WHAT IS REQUIRED:
The answer should be each line from the entries below that has the word "zcoord" in it.

DATASET CONTENT:
PR #145, opened 2018-09-24
rpc digitisation

nwojcicka:
Muon tagger digitisation for the simulation data

### DIFF
--- a/python/MufluxDigiReco.py
+++ b/python/MufluxDigiReco.py
@@ -12,7 +12,6 @@ matplotlib.use('pdf')
 import matplotlib.pyplot as plt
 import numpy as np
 
-from numpy.linalg import inv
 from sets import Set
 
 stop  = ROOT.TVector3()
@@ -24,34 +23,34 @@ start = ROOT.TVector3()
 #sGeo = fgeo.FAIRGeom
 
 #function for calculating the strip number from a coordinate
-def StripX(x):
-
-        #defining constants for rpc properties
-        STRIP_XWIDTH = 0.8625 #internal STRIP V, WIDTH, in cm
-        EXT_STRIP_XWIDTH_L = 0.9625 #nominal (R&L) and Left measured external STRIP V, WIDTH, in cm (beam along z, out from the V plane)
-        EXT_STRIP_XWIDTH_R = 0.86 #measured Right external STRIP V, WIDTH,in cm (beam along z, out from the V plane)
-        V_STRIP_OFF = 0.2000
-	NR_VER_STRIPS = 184
-	total_width = (NR_VER_STRIPS - 2) * STRIP_XWIDTH + EXT_STRIP_XWIDTH_L + EXT_STRIP_XWIDTH_R + (NR_VER_STRIPS - 1) * V_STRIP_OFF
-        x_start = (total_width - EXT_STRIP_XWIDTH_R + EXT_STRIP_XWIDTH_L) /2
-
-        #calculating strip as an integer
-        strip_x = (x_start - EXT_STRIP_XWIDTH_L + 1.5 * STRIP_XWIDTH + V_STRIP_OFF - x)//(STRIP_XWIDTH + V_STRIP_OFF)
-
-        return int(strip_x)
-
-def StripY(y):
-
-        STRIP_YWIDTH = 0.8625 #internal STRIP H, WIDTH, in cm
-        EXT_STRIP_YWIDTH = 0.3  #measured external STRIP H, WIDTH, in cm
-        H_STRIP_OFF = 0.1983
-        NR_HORI_STRIPS = 116
-	total_height = (NR_HORI_STRIPS - 2) * STRIP_YWIDTH + 2 * EXT_STRIP_YWIDTH + (NR_HORI_STRIPS - 1) * H_STRIP_OFF
-	y_start = total_height / 2
-       
-	strip_y = (y_start - EXT_STRIP_YWIDTH + 1.5 * STRIP_YWIDTH + H_STRIP_OFF - y)//(STRIP_YWIDTH + H_STRIP_OFF)
+	def StripX(x):
 	
-	return int(strip_y)
+        	#defining constants for rpc properties
+        	STRIP_XWIDTH = 0.8625 #internal STRIP V, WIDTH, in cm
+        	EXT_STRIP_XWIDTH_L = 0.9625 #nominal (R&L) and Left measured external STRIP V, WIDTH, in cm (beam along z, out from the V plane)
+        	EXT_STRIP_XWIDTH_R = 0.86 #measured Right external STRIP V, WIDTH,in cm (beam along z, out from the V plane)
+        	V_STRIP_OFF = 0.2000
+		NR_VER_STRIPS = 184
+		total_width = (NR_VER_STRIPS - 2) * STRIP_XWIDTH + EXT_STRIP_XWIDTH_L + EXT_STRIP_XWIDTH_R + (NR_VER_STRIPS - 1) * V_STRIP_OFF
+        	x_start = (total_width - EXT_STRIP_XWIDTH_R + EXT_STRIP_XWIDTH_L) /2
+
+        	#calculating strip as an integer
+        	strip_x = (x_start - EXT_STRIP_XWIDTH_L + 1.5 * STRIP_XWIDTH + V_STRIP_OFF - x)//(STRIP_XWIDTH + V_STRIP_OFF)
+
+        	return int(strip_x)
+
+	def StripY(y):
+
+        	STRIP_YWIDTH = 0.8625 #internal STRIP H, WIDTH, in cm
+        	EXT_STRIP_YWIDTH = 0.3  #measured external STRIP H, WIDTH, in cm
+        	H_STRIP_OFF = 0.1983
+        	NR_HORI_STRIPS = 116
+		total_height = (NR_HORI_STRIPS - 2) * STRIP_YWIDTH + 2 * EXT_STRIP_YWIDTH + (NR_HORI_STRIPS - 1) * H_STRIP_OFF
+		y_start = total_height / 2
+       
+		strip_y = (y_start - EXT_STRIP_YWIDTH + 1.5 * STRIP_YWIDTH + H_STRIP_OFF - y)//(STRIP_YWIDTH + H_STRIP_OFF)
+	
+		return int(strip_y)
 
 class MufluxDigiReco:
     " convert FairSHiP MC hits / digitized hits to measurements"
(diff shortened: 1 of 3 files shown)


olantwin:
@ThomasRuf

Please hold off merging until I've checked that everything looks good.

ThomasRuf:
some comments from my side:
1) don't see a reason to change run_simScript
2) digitizeMufluxSpectrometer, although you only added some text, digitizing only abs(pid)==13 is a mistake. This needs to be modified. 
2) MufluxDigiReco.py, same mistake as above. Why only digitize hits produced by muons?
3) zcoord is not used, hardcoded numbers should be removed. 
4) don't understand why this is needed: strip < 0 and strip > 185 : break. Shouldn't the function StripX be save enough? Same for StripY.

python/MufluxDigiReco.py
```diff
@@ -151,6 +189,115 @@ def digitize(self):
...
+		clusters = [[DetectorID_list[0]]]
+		for x in DetectorID_list[1:]:
+			if abs(x - clusters[-1][-1]) <= 1: 
+				clusters[-1].append(x)
+			else: 
+				clusters.append([x])
+		cluster_size = [len(x) for x in clusters]
+		print cluster_size
+		for i in cluster_size:
+			rc = h['muontagger_clusters'].Fill(i)
```
olantwin: Could you add some example histograms to the pull request for the clusters? I find this counting algorithm hard to follow.

python/MufluxDigiReco.py
```diff
@@ -182,8 +329,8 @@ def digitizeMufluxSpectrometer(self):
             pid = MufluxHit.PdgCode()
             xcoord = MufluxHit.GetX()
             ycoord = MufluxHit.GetY()
-            if abs(pid)==13:
-                if (detector[0:8]=="gas_12_1"):
+            if abs(pid)==13:            #selecting particle type as muon
+                if (detector[0:8]=="gas_12_1")               :#identifying which volume and converting into station number and filling (what is h????)
```
olantwin: The colon should follow the parentheses.

nwojcicka:
Thanks for the comments, I agree and will fix these asap.

python/MufluxDigiReco.py
```diff
@@ -239,19 +238,10 @@ def digitizeMuonTagger(self):
...
-		elif station == 3: zcoord = 1004.25
-		elif station == 4: zcoord = 1049.25
-		elif station == 5: zcoord = 1094.25
-
                 #calculate strip
                 # x gives vertical direction
                 direction = 1
                 strip = StripX(xcoord) 
-		if strip < 0 and strip > 185 :
-			break
```
olantwin: I would move these checks into StripX/Y instead of removing them completely. Maybe as assertions.

python/MufluxDigiReco.py
```diff
@@ -24,34 +23,34 @@
...
+        	H_STRIP_OFF = 0.1983
+        	NR_HORI_STRIPS = 116
+		total_height = (NR_HORI_STRIPS - 2) * STRIP_YWIDTH + 2 * EXT_STRIP_YWIDTH + (NR_HORI_STRIPS - 1) * H_STRIP_OFF
+		y_start = total_height / 2
        
-	strip_y = (y_start - EXT_STRIP_YWIDTH + 1.5 * STRIP_YWIDTH + H_STRIP_OFF - y)//(STRIP_YWIDTH + H_STRIP_OFF)
+		strip_y = (y_start - EXT_STRIP_YWIDTH + 1.5 * STRIP_YWIDTH + H_STRIP_OFF - y)//(STRIP_YWIDTH + H_STRIP_OFF)
 	
-	return int(strip_y)
+		return int(strip_y)
```
olantwin: I think these are now all one indentation level too deep, if I'm not mistaken.

olantwin: The functions are defined in the global scope, but indented as if they weren't.

python/MufluxDigiReco.py
nwojcicka: I'm not sure how to limit the values without throwing an error - that's why this was in the main event loop before

nwojcicka:
> could you please remove the change in run_simScript.py?

I just removed it.

python/MufluxDigiReco.py
```diff
@@ -20,6 +22,33 @@
...
+	EXT_STRIP_XWIDTH_L = 0.9625 #nominal (R&L) and Left measured external STRIP V, WIDTH, in cm (beam along z, out from the V plane)
+	EXT_STRIP_XWIDTH_R = 0.86 #measured Right external STRIP V, WIDTH,in cm (beam along z, out from the V plane)
+	V_STRIP_OFF = 0.200
+	NR_VER_STRIPS = 184
+	total_width = (NR_VER_STRIPS - 2) * STRIP_XWIDTH + EXT_STRIP_XWIDTH_L + EXT_STRIP_XWIDTH_R + (NR_VER_STRIPS - 1) * V_STRIP_OFF
+	x_start = (total_width - EXT_STRIP_XWIDTH_R + EXT_STRIP_XWIDTH_L) /2
+
+        #calculating strip as an integer
+	strip_x = (x_start - EXT_STRIP_XWIDTH_L + 1.5 * STRIP_XWIDTH + V_STRIP_OFF - x)//(STRIP_XWIDTH + V_STRIP_OFF)
+      	return int(strip_x)
```
olantwin: This line needs to be indented less.

Also, could you add a check here to make sure only valid strip numbers are returned?

python/MufluxDigiReco.py
```diff
@@ -151,6 +186,104 @@ def digitize(self):
         self.digitizeMufluxSpectrometer()
         self.digiMufluxSpectrometerBranch.Fill()
 
+        self.digiMuonTagger.Delete()
+        self.digitizeMuonTagger()
+        self.digiMuonTaggerBranch.Fill()
+
+
+
+    def digitizeMuonTagger(self):
```
olantwin: The indentation of this function is very confusing. Every few lines there are a few spaces more or less.

python/MufluxDigiReco.py
```diff
@@ -151,6 +186,104 @@ def digitize(self):
...
+	    #translation to local frame
+	    #point_muonbox = array('d', [MuonTaggerHit.GetX(), MuonTaggerHit.GetY(), MuonTaggerHit.GetZ()])
+	    point_local = array('d', [0,0,0, 1])
+            master_matrix.MasterToLocal(point_muonbox, point_local)
+            
+	    xcoord = point_local[0]
+	    ycoord = point_local[1]
+	   	
+            #selecting muons
+            if abs(pid) == 13 :
```
olantwin: We should not select muons here.

python/MufluxDigiReco.py
olantwin: I don't see anything wrong with throwing an error (e.g. through an insertion), as silent failure could be worse. Just make sure it gives an understandable error (e.g. `assert should_be_true == True, "somethings wrong"`)

python/MufluxDigiReco.py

EXPECTED ANSWER:
3) zcoord is not used, hardcoded numbers should be removed. 
-		elif station == 3: zcoord = 1004.25
-		elif station == 4: zcoord = 1049.25
-		elif station == 5: zcoord = 1094.25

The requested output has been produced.